Only the lines from the one containing "- I don't know" through the last line below should be written out, exactly and with both ends kept.

===== EXERCISE DATA =====

PR #8528, opened 2024-12-28
Add support for Salus FC600

mkrle:
Feedback welcome!

TODO:

- `running_state` will report values not in `thermostatRunningStates` constants if the fan is running on med or high speed. Should I add those states to `thermostatRunningStates` in `src/lib/constants.ts` or is there a better way?
- OTA fails with `device.definition.ota.isUpdateAvailable is not a function`. I haven't been able to figure this out so far. If I can't make it work I'll remove it from the definition.
- I don't know how the "presets" like eco/off etc are configured. I think it's nice to have but I don't see this as a blocker

### DIFF
--- a/src/devices/salus_controls.ts
+++ b/src/devices/salus_controls.ts
@@ -1,4 +1,5 @@
 import fz from '../converters/fromZigbee';
+import tz from '../converters/toZigbee';
 import * as exposes from '../lib/exposes';
 import {electricityMeter, onOff} from '../lib/modernExtend';
 import * as reporting from '../lib/reporting';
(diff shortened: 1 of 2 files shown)


src/devices/salus_controls.ts
```diff
@@ -95,6 +96,55 @@ const definitions: DefinitionWithExtend[] = [
...
+            const binds = ['genBasic', 'genIdentify', 'genTime', 'hvacThermostat', 'hvacFanCtrl', 'hvacUserInterfaceCfg'];
+            await reporting.bind(endpoint, coordinatorEndpoint, binds);
+            await reporting.thermostatTemperature(endpoint);
+            await reporting.thermostatOccupiedHeatingSetpoint(endpoint);
+            await reporting.thermostatSystemMode(endpoint);
+            await reporting.fanMode(endpoint);
+            await reporting.thermostatRunningMode(endpoint);
+            await reporting.thermostatRunningState(endpoint);
+        },
+        ota: {manufacturerName: 'SalusControls'},
```
Koenkk, line 146:
```suggestion
        ota: true,
```

Koenkk:
> running_state will report values not in thermostatRunningStates constants if the fan is running on med or high speed. Should I add those states to thermostatRunningStates in src/lib/constants.ts or is there a better way?

Please add them there

mkrle:
> Please add them there

Thanks, done.

Koenkk:
I will squash them, thanks!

=====

EXERCISE RESULT:
- I don't know how the "presets" like eco/off etc are configured. I think it's nice to have but I don't see this as a blocker

### DIFF
--- a/src/devices/salus_controls.ts
+++ b/src/devices/salus_controls.ts
@@ -1,4 +1,5 @@
 import fz from '../converters/fromZigbee';
+import tz from '../converters/toZigbee';
 import * as exposes from '../lib/exposes';
 import {electricityMeter, onOff} from '../lib/modernExtend';
 import * as reporting from '../lib/reporting';
(diff shortened: 1 of 2 files shown)


src/devices/salus_controls.ts
```diff
@@ -95,6 +96,55 @@ const definitions: DefinitionWithExtend[] = [
...
+            const binds = ['genBasic', 'genIdentify', 'genTime', 'hvacThermostat', 'hvacFanCtrl', 'hvacUserInterfaceCfg'];
+            await reporting.bind(endpoint, coordinatorEndpoint, binds);
+            await reporting.thermostatTemperature(endpoint);
+            await reporting.thermostatOccupiedHeatingSetpoint(endpoint);
+            await reporting.thermostatSystemMode(endpoint);
+            await reporting.fanMode(endpoint);
+            await reporting.thermostatRunningMode(endpoint);
+            await reporting.thermostatRunningState(endpoint);
+        },
+        ota: {manufacturerName: 'SalusControls'},
```
Koenkk, line 146:
```suggestion
        ota: true,
```

Koenkk:
> running_state will report values not in thermostatRunningStates constants if the fan is running on med or high speed. Should I add those states to thermostatRunningStates in src/lib/constants.ts or is there a better way?

Please add them there

mkrle:
> Please add them there

Thanks, done.

Koenkk:
I will squash them, thanks!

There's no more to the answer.